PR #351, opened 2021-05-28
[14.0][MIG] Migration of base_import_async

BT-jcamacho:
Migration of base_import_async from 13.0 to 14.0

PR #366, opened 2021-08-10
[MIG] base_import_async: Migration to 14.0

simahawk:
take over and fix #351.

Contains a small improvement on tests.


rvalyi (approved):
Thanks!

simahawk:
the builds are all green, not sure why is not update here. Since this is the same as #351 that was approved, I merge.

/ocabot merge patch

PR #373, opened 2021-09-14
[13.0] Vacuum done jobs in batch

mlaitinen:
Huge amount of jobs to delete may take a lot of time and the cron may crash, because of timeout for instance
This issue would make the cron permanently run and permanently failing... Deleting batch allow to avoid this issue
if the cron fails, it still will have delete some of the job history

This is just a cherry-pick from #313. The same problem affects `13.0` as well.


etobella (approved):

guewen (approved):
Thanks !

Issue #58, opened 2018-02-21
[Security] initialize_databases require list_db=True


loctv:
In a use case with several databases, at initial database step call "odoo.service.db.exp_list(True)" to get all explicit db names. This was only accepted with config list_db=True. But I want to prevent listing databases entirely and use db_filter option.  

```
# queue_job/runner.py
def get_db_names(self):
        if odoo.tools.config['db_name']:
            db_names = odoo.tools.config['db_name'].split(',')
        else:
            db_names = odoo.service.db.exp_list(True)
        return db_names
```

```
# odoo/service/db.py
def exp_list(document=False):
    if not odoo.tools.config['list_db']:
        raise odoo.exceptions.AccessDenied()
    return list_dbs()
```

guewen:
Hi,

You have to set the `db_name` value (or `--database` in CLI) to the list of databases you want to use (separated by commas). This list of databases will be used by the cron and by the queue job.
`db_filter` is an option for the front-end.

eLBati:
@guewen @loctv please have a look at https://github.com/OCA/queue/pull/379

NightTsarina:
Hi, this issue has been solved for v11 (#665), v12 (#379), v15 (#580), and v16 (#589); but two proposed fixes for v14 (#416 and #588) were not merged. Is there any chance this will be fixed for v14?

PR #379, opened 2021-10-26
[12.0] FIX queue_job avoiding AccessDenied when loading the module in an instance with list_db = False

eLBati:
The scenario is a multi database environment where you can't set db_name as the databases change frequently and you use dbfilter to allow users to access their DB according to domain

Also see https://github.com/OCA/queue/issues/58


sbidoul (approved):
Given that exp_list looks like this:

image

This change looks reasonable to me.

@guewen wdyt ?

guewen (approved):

- - -

Brief
How many lines in the entries above include the string "config"? Give only the number.

Exercise result
4